Конечно, это не был идеальный брак, но бывает ли он вообще?» «Когда она совсем успокоилась, - рассказывала Полина Семеновна, - мы разошлись по домам, спать. Я была в полной уверенности, что все в порядке, все улеглось. А утром нам позвонили с ужасным известием.»
10
Я помню, как нас, детей, вдруг неожиданно утром в неурочное время отправили гулять. Помню, как за завтраком утирала платочком глаза Наталия Константиновна. Гуляли мы почему-то долго. Потом нас вдруг повезли на дачу в Соколовку, - мрачный, темный дом, куда мы все стали ездить этой осенью вместо нашего милого Зубалова. В Соколовке всегда было на редкость угрюмо, большой зал внизу был темным, повсюду были какие-то темные углы и закоулки; в комнатах было холодно, непривычно, неуютно. Потом, к концу дня, к нам приехал Климент Ефремович, пошел с нами гулять, пытался играть, а сам плакал. Я не помню, как мне сказали о смерти, как я это восприняла, - наверное, потому что этого понятия для меня тогда еще не существовало .
Я что-то поняла, лишь когда меня привезли в здание, где теперь ГУМ, а тогда было какое-то официальное учреждение, и в зале стоял гроб с телом и происходило прощание. Тут я страшно испугалась, потому что Зина Орджоникидзе взяла меня на руки и поднесла близко к маминому лицу - «попрощаться». Тут я, наверное, и почувствовала смерть, потому что мне стало страшно - я громко закричала и отпрянула от этого лица, и меня поскорее кто-то унес на руках в другую комнату. А там меня взял на колени дядя Авель Енукидзе и стал играть со мной, совал мне какие-то фрукты, и я снова позабыла про смерть. А на похороны меня уже не взяли - только Василий ходил. Мне рассказывали потом, когда я была уже взрослой, что отец был потрясен случившимся. Он был потрясен, потому что он не понимал: за что? Почему ему нанесли такой ужасный удар в спину? Он был слишком умен, чтобы не понять, что самоубийца всегда думает «наказать» кого-то -«вот, мол», «на, вот тебе», «ты будешь знать!». Это он понял, но он не мог осознать -почему? За что его так наказали? И он спрашивал окружающих: разве он был невнимателен? Разве он не любил и не уважал ее, как жену, как человека? Неужели так важно, что он не мог пойти с ней лишний раз в театр? Неужели это важно?

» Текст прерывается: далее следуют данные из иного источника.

PR #2075, opened 2026-06-02
fix(telegram): promote mis-recorded foreground worker to background from launch ACK

mekenthompson:
## Summary

A `run_in_background` Agent/Task dispatch sometimes omits the `run_in_background` key from the `tool_input` the **PreToolUse** hook sees (observed live on claude-code 2.1.159 — the clerk worker that never surfaced to Telegram). The subagent row is then recorded `background=0` even though the worker actually runs detached, breaking the worker-activity-feed card at the source.

This PR makes the **PostToolUse** hook trust Claude Code's async-launch ACK over the pretool's input-derived flag and self-correct the row.

## Why

With `background=0` on a row whose worker is actually detached, two things break:

1. **No worker card.** Gateway `onProgress` (`worker-feed-dispatch.ts`) reads `isBackground = sub?.background ?? false` → takes the foreground branch → bails on `if (turn == null) return` once the parent turn has ended. The card never fires.
2. **Premature completion.** The posttool's foreground path writes `status=completed` / `ended_at` on the **launch ACK** (a ~0.7s immediate return), while the worker runs on for minutes — also poisoning the reaction-defer gate, the stuck-row reaper, and status output.

The async-launch ACK (`"Async agent launched successfully … working in the background …"`) is the **uniform, authoritative** background signal — present in both the correctly-flagged and the mis-flagged cases observed. Trusting it fixes every downstream consumer at the source.

## What changed

`telegram-plugin/hooks/subagent-tracker-posttool.mjs`:
- New `toolResponseText()` + `isAsyncLaunchAck()` — detect the launch ACK, anchored on the specific `"async agent launched"` phrase with a structural backstop (`"working in the background"` + an `agentid` token).
- `updateRow()` gains an `asyncLaunch` param + `PROMOTE_BACKGROUND_SQL`. When the DB row reads `background=0` **but** the ACK is present, promote `0→1`, bump activity, and **do not** terminalize (the worker is still running). Union design — a correctly-flagged `background=1` row is never downgraded.
- `main()` suppresses the foreground handback nudge when the ACK is detected (the DB flag may still read 0 on this tick; the ACK is the reliable tell).

Self-healing: `onProgress` re-reads `background` per tick, so the corrected row surfaces the worker card on the next tick — no parent-turn coupling.

## Test plan

- [x] `bun test telegram-plugin/tests/subagent-tracker-hooks.test.ts` — 12/12 pass (+2 new)
  - promotes a mis-recorded foreground row to background from the launch ACK (asserts `background 0→1`, `status=running`, `ended_at=null`, no nudge)
  - still terminalizes a genuine foreground completion whose report mentions "background" (no false promote)
- [x] `tsc --noEmit` clean
- [x] `node scripts/check-plugin-references.mjs` clean

## Risk

Low and surgical. The promote path only fires on the specific async-launch phrasing; a genuine foreground report still terminalizes. No schema change. Worst case on a major ACK-wording drift: degrades to the pretool flag (= today's behaviour), never worse. Fixes the named foreground-blindspot regression class without touching the gateway.

Serves JTBD: live visibility of agent work surfaced to Telegram (the worker-activity-feed). Relates to the `project_foreground_nesting_defeated_by_ack_first` / `project_visibility_parity_goal` workstream.

### DIFF
--- a/telegram-plugin/hooks/subagent-tracker-posttool.mjs
+++ b/telegram-plugin/hooks/subagent-tracker-posttool.mjs
@@ -156,6 +156,53 @@ function extractResultSummary(toolResponse) {
   return str.slice(0, 200) || null
 }
 
+/**
+ * Extract the full text of a PostToolUse tool_response (untruncated).
+ * Mirrors extractResultSummary's shape handling but returns the whole
+ * string so callers can pattern-match on it.
+ */
+function toolResponseText(toolResponse) {
+  if (!toolResponse) return ''
+  if (Array.isArray(toolResponse.content)) {
+    return toolResponse.content
+      .filter((c) => c && typeof c === 'object' && c.type === 'text' && typeof c.text === 'string')
+      .map((c) => c.text)
+      .join('\n')
+  }
+  if (typeof toolResponse.result === 'string') return toolResponse.result
+  if (typeof toolResponse.output === 'string') return toolResponse.output
+  if (typeof toolResponse === 'string') return toolResponse
+  return ''
+}
+
+/**
+ * Detect Claude Code's async-launch ACK in a PostToolUse tool_response.
+ *
+ * A `run_in_background` Agent/Task returns IMMEDIATELY with an
+ * acknowledgement ("Async agent launched successfully … The agent is working
+ * in the background …"), NOT the sub-agent's final result. This ACK is the
+ * authoritative, uniform signal that the dispatch was a background one — it is
+ * present even when Claude Code omits `run_in_background` from the tool_input
+ * the PREtool hook sees (observed on claude-code 2.1.159: a worker whose
+ * tool_input lacked the flag still returned this ACK and ran ~3 min past the
+ * parent turn, so the pretool recorded background=0 and the worker card never
+ * fired). We therefore trust this ACK over the pretool's input-derived flag.
+ *
+ * Anchored on the specific "async agent launched" phrase (a foreground
+ * sub-agent's final report is extremely unlikely to contain it), with a
+ * structural backstop ("working in the background" + an agentId token) in case
+ * the launch-verb wording drifts. A major wording change degrades to the
+ * pretool flag — still correct whenever the model DID pass run_in_background,
+ * never worse than before.
+ */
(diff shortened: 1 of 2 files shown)


mekenthompson:
APPROVE

Verified on the real PR head (12/12 tests pass locally under bun).

- `isAsyncLaunchAck()` (subagent-tracker-posttool.mjs:198) is correctly anchored: primary match on the literal `async agent launched` phrase, structural backstop on `working in the background` + `agentid`. The false-promote guard test ("runs as a background job") confirms a generic foreground report mentioning "background" does not trip either branch.
- `PROMOTE_BACKGROUND_SQL` (subagent-tracker-posttool.mjs:254) sets `background=1`, COALESCEs result_summary, bumps last_activity, and is guarded by `status NOT IN ('completed','failed')` — it does NOT write status/ended_at, so the still-running worker is not terminalized. Correct.
- Dispatch order in `updateRow` (subagent-tracker-posttool.mjs:282-290) is union-safe: `isBackground` → `asyncLaunch` promote → foreground. A correctly-flagged `background=1` row hits the first branch and is never downgraded.
- Nudge gate (subagent-tracker-posttool.mjs:441-444) adds `&& !asyncLaunch` ahead of the existing `readBackgroundFlagSync === 0` check — necessary because the DB flag still reads 0 on this tick (promote lands via updateRow on the same event but the sync read at :443 races it). The ACK is the reliable tell. Foreground handback is suppressed; gateway subagent-watcher drives the background handback.
- Self-heal path holds: `resolveWorkerFeedDispatch` (gateway/worker-feed-dispatch.ts:34) reads `sub?.background ?? false` from a per-tick fresh row, so the corrected flag surfaces the worker card next tick. No gateway change needed.

Additive and fail-safe: a major ACK-wording drift degrades to the pretool flag (today's behaviour), never worse. No schema change.

Nit (non-blocking): if a foreground sub-agent's final report literally quotes `async agent launched`, it would be falsely promoted and never terminalized by this hook — but recordSubagentEnd (turn_end JSONL) remains the authoritative end-of-life signal, so the row still closes. Acceptably rare; worth a watch if such reports appear.

PR #2076, opened 2026-06-02
fix(telegram): backfill subagent parent_turn_key from started_at at jsonl-link time

mekenthompson:
## Summary

A sub-agent registry row's `parent_turn_key` was **always NULL** in production. The PreToolUse hook read `event.turn_id`, but Claude Code's hook payload carries only its own **session id**, never the Telegram **turn_key** (`chat_id:msg_id`) the gateway keys turns on. This PR resolves `parent_turn_key` gateway-side instead.

## Why

`parent_turn_key` is the only link from a sub-agent back to the conversation it was dispatched from. With it NULL:

1. **Worker card / handback route to the operator DM**, not the originating group/forum-topic — `resolveSubagentOriginChat()` (`gateway.ts:1141`) bails on `sub?.parent_turn_key == null`. (This is the residual gap noted when #2075 landed: the background worker card now fires, but lands in DM.)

Первые дни он был потрясен. Он говорил, что ему самому не хочется больше жить. (Это говорила мне вдова дяди Павлуши, которая вместе с Анной Сергеевной оставалась первые дни у нас в доме день и ночь.) Отца боялись оставить одного, в таком он был состоянии. Временами на него находила какая-то злоба, ярость. Это объяснялось тем, что мама оставила ему письмо. Очевидно, она написала его ночью. Я никогда, разумеется, его не видела. Его, наверное, тут же уничтожили, но оно было, об этом мне говорили те, кто его видел. Оно было ужасным. Оно было полно обвинений и упреков. Это было не просто личное письмо; это было письмо отчасти политическое. И, прочитав его, отец мог думать, что мама только для видимости была рядом с ним, а на самом деле шла где-то рядом с оппозицией тех лет. Он был потрясен этим и разгневан и когда пришел прощаться на гражданскую панихиду, то, подойдя на минуту к гробу, вдруг оттолкнул его от себя руками и, повернувшись, ушел прочь. И на похороны он не пошел. Хоронили маму друзья, близкие, шагал за гробом ее крестный - дядя Авель Енукидзе. Отец был выведен из равновесия надолго. Он ни разу не посетил ее могилу на Новодевичьем. Он не мог. Он считал, что мама ушла как его личный недруг. И только в последние годы, незадолго до смерти, он вдруг стал говорить часто со мной об этом, совершенно сводя меня этим с ума. Я видела, что он ищет, мучительно ищет «причину» и не находит ее. То он вдруг ополчался на «поганую книжонку», которую мама прочла незадолго до смерти - это была модная тогда «Зеленая шляпа». Ему казалось, что эта книга сильно на нее повлияла. То он начинал ругать Полину Семеновну, Анну Сергеевну, Павлушу, привезшего ей этот пистолетик, почти что игрушечный. Он искал вокруг - «кто виноват», кто ей «внушил эту мысль»; может быть, он хотел таким образом найти какого-то очень важного своего врага. Но, если он не понимал ее тогда, то позже, через двадцать лет, он уже совсем перестал понимать ее и забыл, что она была такое. Хорошо хоть, что он стал теперь говорить о ней мягче; он как будто бы даже жалел ее и не упрекал за совершенное. В те времена часто стрелялись. Покончили с троцкизмом, начиналась коллективизация, партию раздирала борьба группировок, оппозиция. Один за другим кончали с собой многие крупные деятели партии. Совсем недавно застрелился Маяковский - еще этого не забыли и не успели осмыслить.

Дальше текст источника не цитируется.